Australians replacing signature with PIN at the point of sale
Sydney - Australian cardholders will be required to use PINs instead of signatures from 1 August 2014 when paying with their debit and credit cards, Visa said today.
The move is part of an industry-wide upgrade of the payment system to chip and PIN technology aimed at reducing fraud.
“Chip cards have had a dramatic effect on reducing counterfeit card fraud, and when used in combination with PIN will keep Australia’s fraud rate low now and into the future,” said Vipin Kalra, Visa’s Country Manager for Australia.
“Chip has already cut counterfeit fraud losses on Australian cards by 44 percent in the 12 months ending June 2013 and the move to PIN will help close the door on lost and stolen card fraud .”
Mr Kalra said Visa is working with banks, merchants, cardholders, card schemes and the broader payments industry to manage the phasing out of signatures in Australia.
Over 60 percent of cardholders already use a PIN to verify their transactions at the point of sale and Visa is encouraging all Australian cardholders to PIN instead of sign.
“The move to PIN takes better advantage of EMV or the ‘chip technology’ on Visa cards, which is the international standard that provides the most security for electronic payments today,” Mr Kalra added.
“It’s important cardholders start using PIN now, so they are prepared for the change well before August 1. Consumers who don’t know their PIN can contact their financial institutions to receive one,” he said.

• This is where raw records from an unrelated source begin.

PR #1117, opened 2024-01-23
Update GraphQL Endpoint

miles-grant-ibigroup:
**Description:**
The GraphQL endpoint changed (see https://github.com/opentripplanner/OpenTripPlanner/pull/5581), so we need to also change.

**PR Checklist:**


daniel-heppner-ibigroup (approved):
LGTM except for all the old graphql queries in the HAR. I can remove them if you want

percy/mock.har
```diff
@@ -10,7 +10,7 @@
       {
```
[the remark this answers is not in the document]
miles-grant-ibigroup: Feel free

lib/actions/api.js
```diff
@@ -263,7 +263,11 @@ export function createQueryAction(
       }
     }
 
-    const url = makeApiUrl(config, endpoint, options)
+    const url = options?.url
+      ? `${config?.api?.host}${config?.api?.port ? ':' + config.api.port : ''}${
```
binh-dam-ibigroup, line 267: The host/port of the URL is repeated code with `makeApiUrl` and should be extracted, and why are we introducing a new `options.url` that duplicates the `endpoint` parameter?

lib/actions/apiV2.js
```diff
@@ -94,16 +94,16 @@ function createGraphQLQueryAction(
...
     headers: { 'Content-Type': 'application/json' },
     method: 'POST'
   }
-  return createQueryAction(endpoint, responseAction, errorAction, {
+  return createQueryAction(null, responseAction, errorAction, {
     ...options,
     fetchOptions,
-    noThrottle: true
+    noThrottle: true,
+    url: '/otp/gtfs/v1'
```
binh-dam-ibigroup, line 106: Can `url` be transfered to the `endpoint` argument?

percy/mock.har
```diff
@@ -10,7 +10,7 @@
...
         "request": {
           "method": "POST",
-          "url": "http://localhost:9999/otp2/routers/default/index/graphql",
+          "url": "http://localhost:9999//otp/gtfs/v1",
```
binh-dam-ibigroup, line 13: Remove the double slash before `otp` (multiple instances).

binh-dam-ibigroup (changes requested):
Please cleanup some of the changes.

lib/actions/api.js
miles-grant-ibigroup: The problem is that makeApiUrl appends `router/default` which we can't have here. I thought about adapting it to handle this new use case but once we're fully on graphQL it'll be deleted anyway!

lib/actions/apiV2.js
miles-grant-ibigroup: `endpoint` appends `routers/default`

lib/actions/api.js
binh-dam-ibigroup: I still think a function that deals with this portion: `${config?.api?.host}${config?.api?.port ? ':' + config.api.port : ''}${<arg>}` would be helpful.

binh-dam-ibigroup (changes requested):
There are now 3 identical pieces of code that assemble the OTP base path, they should be extracted.

lib/actions/api.js
miles-grant-ibigroup: I've removed `makeApiUrl`

lib/components/map/default-map.tsx
```diff
@@ -269,7 +269,9 @@ class DefaultMap extends Component {
       this.context
     const { baseLayers, maxZoom, overlays } = mapConfig || {}
     const { lat, lon, zoom } = this.state
-    const vectorTilesEndpoint = makeApiUrl(config, 'vectorTiles', {})
+    const vectorTilesEndpoint = `${assembleBasePath(
+      config
+    )}/otp/routers/default/vectorTiles`
```
binh-dam-ibigroup, line 274: Wow, `/otp/routers/default` should come from `config`.

binh-dam-ibigroup (commented):
@miles-grant-ibigroup Your last commit broke stuff.

lib/components/map/default-map.tsx
binh-dam-ibigroup: It is already the case in most of them.

miles-grant-ibigroup: What do you mean? This route is going to not follow the `/routers/default` pattern very soon. Therefore the `path` config item should be deprecatable soon. We don't allow configuration of the graphql path, so why this one?

binh-dam-ibigroup: But right now it does. It will also be easier to not miss this if referring to `config.api.path` once we switch to the new paths and get rid of `config.api.path`.

miles-grant-ibigroup: What about a global constant that can be overridden in the config?

miles-grant-ibigroup:
Not sure what is going on with the trip view request... Something has gone haywire with the mocks

lib/components/map/default-map.tsx
binh-dam-ibigroup:
```
    const vectorTilesEndpoint = `${assembleBasePath(
      config
    )}${config.api.path}/vectorTiles`
```

miles-grant-ibigroup: We should discuss further. I want to deprecate `path`

yarn.lock
```diff
@@ -2510,6 +2519,24 @@
     lodash.isequal "^4.5.0"
     qs "^6.9.1"
 
+"@opentripplanner/core-utils@^11.2.3":
```
binh-dam-ibigroup, line 2522: Can the dependencies de deduplicated?

lib/components/map/connected-transit-vehicle-overlay.js
```diff
@@ -138,7 +138,8 @@ const mapStateToProps = (state) => {
           ? '#' + route.color
           : route?.color || '#5A5A5A'
       // Try to populate this attribute, which is required for the vehicle popup to appear.
-      vehicle.routeShortName = vehicle.routeShortName || route?.shortName
+      vehicle.routeShortName =
+        vehicle.routeShortName || route?.shortName || true
```
binh-dam-ibigroup, line 142: Why add `true` as opposed to something like "unknown"?

lib/components/viewers/nearby/stop.tsx
```diff
@@ -105,11 +106,12 @@ const Stop = ({
...
   )
 
-  // TODO: We need to bring back the day break-up we had with the old stop viewer
   const patternRows = stopData.stoptimesForPatterns
     ?.reduce<PatternStopTime[]>((acc, cur) => {
       const dupe = acc.findIndex(
-        (p) => p.pattern.headsign === cur.pattern.headsign
+        (p) =>
+          extractHeadsignFromPattern(p.pattern) ===
+          extractHeadsignFromPattern(cur.pattern)
```
binh-dam-ibigroup, line 114: Maybe move `extractHeadsignFromPattern(cur.pattern)` to before line 111.

binh-dam-ibigroup (approved):
Did you accidentally stuff nearby view fixes? Could you also deduplicate the OTP-UI packages.

lib/components/map/connected-transit-vehicle-overlay.js
miles-grant-ibigroup: In case one day the overlay did decide to render the string, I didn't want it to possibly even have an unlocalized string to deal wtih

lib/components/viewers/nearby/stop.tsx
miles-grant-ibigroup: Great clean up thanks!

miles-grant-ibigroup:
Ugh I have no idea how that merge happened... I'm going to make this a piggyback PR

There is no change to online or Visa payWave transactions. For transactions under $100 cardholders can simply wave and go. Cardholders can also use Visa payWave for purchases above $100, with a PIN. Visa payWave is protected by multiple layers of security and meets all the same security standards as traditional chip cards.
There will also be no change for visitors to Australia with overseas-issued Visa cards, who will be able to sign or PIN as previously.

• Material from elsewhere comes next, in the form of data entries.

PR #1123, opened 2024-01-30
fix sticky highlighted location

daniel-heppner-ibigroup:
**Description:**
Sometimes the highlighted location from nearby view would remain highlighted after leaving nearby view. It happened when clicking on a link in one of the cards, since the mouse-out handler never fired. We clean this up with a useEffect that ensures that the highlighted item is cleared when nearby view is unmounted.

Also fixes a crash when the OTP server is down.


miles-grant-ibigroup (approved):
Beautiful work

binh-dam-ibigroup (approved):

PR #1283, opened 2024-10-09
respect mode text color

miles-grant-ibigroup:
**Description:**
Makes sure mode based text color overrides are used on the map

**PR Checklist:**


lib/actions/apiV2.js
```diff
@@ -1144,6 +1145,16 @@ export function routingQuery(searchId = null, updateSearchInReducer) {
                               config.transitOperators
                             ),
                             { color: leg?.route?.color, mode: leg.mode }
+                          ).split('#')?.[1],
+                          textColor: getRouteTextColorBasedOnSettings(
```
daniel-heppner-ibigroup, line 1155: put this in a const at the top of the map. also refactor `getRouteOperator` into its own variable so it isn't repeated.

lib/util/viewer.js
```diff
@@ -353,6 +353,10 @@ export function getRouteColorBasedOnSettings(operator = {}, route = {}) {
       return backgroundColor
   }
 }
+export function getRouteTextColorBasedOnSettings(operator = {}, route = {}) {
```
daniel-heppner-ibigroup, line 358: delete this change and revert the file

daniel-heppner-ibigroup (changes requested):

daniel-heppner-ibigroup (approved):
alright, this is looking good now. thanks for the fix

amy-corson-ibigroup (approved):
Beautiful colors!

PR #1284, opened 2024-10-11
make use of new stops+stations layer

miles-grant-ibigroup:
**Description:**
Waiting for otp-ui

**PR Checklist:**


amy-corson-ibigroup (approved):
Beautiful stations! I don't think this is blocking but just flagging that hovering the corresponding card in the nearby view isn't hilighting the new station circle, which maybe something we want to fix in the future.

josh-willis-arcadis (approved):
lovely!

PR #1290, opened 2024-10-16
Consolidate find stop times for stop query

amy-corson-ibigroup:
**Description:**
Removes the shorter query for operators, as it was causing issues with the schedule in the nearby view.

**PR Checklist:**


josh-willis-arcadis (approved):
LGTM!

josh-willis-arcadis:
looks like snapshots need to be cleaned up

miles-grant-ibigroup (changes requested):
Still seeing a bug. If I go to the schedule view for a stop, then click on a stop popup on the map, I see the weird "Loading Stop...". 

We might need a new approach to getting these icons?

lib/components/map/default-map.tsx
```diff
@@ -86,6 +86,8 @@ function getLayerName(overlay, config, intl) {
       return intl.formatMessage({ id: 'components.MapLayers.streets' })
     case 'Satellite':
       return intl.formatMessage({ id: 'components.MapLayers.satellite' })
+    case 'Stops':
```
miles-grant-ibigroup, line 89: Why is this here?

miles-grant-ibigroup (approved):
I'm so confused how/why this works but it totally does! Yay

lib/components/map/default-map.tsx
amy-corson-ibigroup: Because the otpUi-stopsandstations layer has "Stops" as the name!
image

PR #1291, opened 2024-10-16
feat(advanced-trip-form): Add autoPlan to advanced trip form

amy-corson-ibigroup:
**Description:**

Add autoPlan to advanced trip form. If autoPlan is on, and there are validation errors in the location field, do not call the plan trip function.

**PR Checklist:**


daniel-heppner-ibigroup (approved):
I like the approach here and I think it works nicely!

josh-willis-arcadis (approved):
LGTM!

PR #1292, opened 2024-10-17
Custom GraphQL and Mobility Profile Routing

binh-dam-ibigroup:
## Description

This PR sets up craco to accept custom plan GraphQL files (or use a default one).
Custom plan query files are passed through the custom `config.js` and placed in the redux state at startup.
For configuration-enabled mobility profiles, that new parameter is added to the variables passed to the GraphQL `plan` query. 

To test, ensure that planning trips with mobility profiles produce different results based on the profiles, and that on configs without mobility profiles, planning trips is not affected.

**PR Checklist:**


josh-willis-arcadis (approved):
changes are working with multiple configs with and without mobility profile.

lib/main.js
```diff
@@ -34,6 +34,18 @@ import(CSS)
...
+// defaults to ./config.js
+// defined in webpack config:
+// The JS_CONFIG variable is passed to this file by webpack's `DefinePlugin` that replaces the variable
+// with its content at compile time (like C's `#define` preprocessor directive).
+// eslint-disable-next-line no-undef
+const jsConfig = require(JS_CONFIG).configure(otpConfig)
+
+// Plug the plan query into the config (if available)
+otpConfig.api.planQuery = jsConfig.planQuery
+
```
miles-grant-ibigroup: Do we still need this? Why not just put it in the js config?

craco.config.js
```diff
@@ -65,6 +67,13 @@ module.exports = {
       }
       addBeforeLoader(webpackConfig, loaderByName('file-loader'), yamlLoader)
 
+      // Support YAML
```
miles-grant-ibigroup: Comment needs updating

lib/actions/apiV2.js
```diff
@@ -1046,6 +1048,9 @@ export function routingQuery(searchId = null, updateSearchInReducer) {
       ...currentQuery,
       numItineraries: numItineraries || getDefaultNumItineraries(config)
     }
+    if (config.mobilityProfile) {
+      baseQuery.mobilityProfile = loggedInUser?.mobilityProfile?.mobilityMode
+    }
```
miles-grant-ibigroup, line 1054: Do we have a GMAP specific branch for otp-rr? Do we want to bring this into dev?

miles-grant-ibigroup (changes requested):
Overall works, even if it's a bit hacky. Just want to double check a few things!

lib/actions/apiV2.js
binh-dam-ibigroup: Not yet, although try to move specific stuff to config would be best.

lib/main.js
binh-dam-ibigroup: This puts the custom query into the redux state, so it can be retrieved from actions.

craco.config.js
binh-dam-ibigroup: Thanks, updated in https://github.com/opentripplanner/otp-react-redux/pull/1292/commits/37260077aab004d45b0ced9dbef13c10226dbb8c

lib/main.js
binh-dam-ibigroup: I updated the comment in https://github.com/opentripplanner/otp-react-redux/pull/1292/commits/e60f6942111a56e4be995cdb0349a5522f30d94a.

miles-grant-ibigroup (approved):
A bit nervous about this but it seems to work alright...

PR #1296, opened 2024-10-28
fix: don't zoom when clicking itinerary

daniel-heppner-ibigroup:
**Description:**
When clicking on an itinerary, the app would re-zoom to the from/to rather than fitting the whole itinerary in view. This fixes that with a simple one liner.


binh-dam-ibigroup (approved):
Nice fix

josh-willis-arcadis (approved):
LGTM

PR #1297, opened 2024-10-30
Support naming and keying transit vehicle overlay

miles-grant-ibigroup:
**Description:**
Previously there was no way to name/key the transit vehicle overlay. This adds a new way to do that without needing any new explicit configuration types!


lib/components/map/default-map.tsx
```diff
@@ -341,7 +345,13 @@ class DefaultMap extends Component {
           {/* The default overlays */}
           <EndpointsOverlay />
           <RouteViewerOverlay />
-          <TransitVehicleOverlay ModeIcon={ModeIcon} />
+          <TransitVehicleOverlay
+            id={routeBasedTransitVehicleOverlayNameOverride || undefined}
```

Visa is a global payments technology company that connects consumers, businesses, financial institutions, and governments in more than 200 countries and territories to fast, secure and reliable electronic payments. We operate one of the world’s most advanced processing networks — VisaNet — that is capable of handling more than 47,000 transaction messages a second, with fraud protection for consumers and assured payment for merchants. Visa is not a bank and does not issue cards, extend credit or set rates and fees for consumers. Visa’s innovations, however, enable its financial institution customers to offer consumers more choices: pay now with debit, ahead of time with prepaid or later with credit products.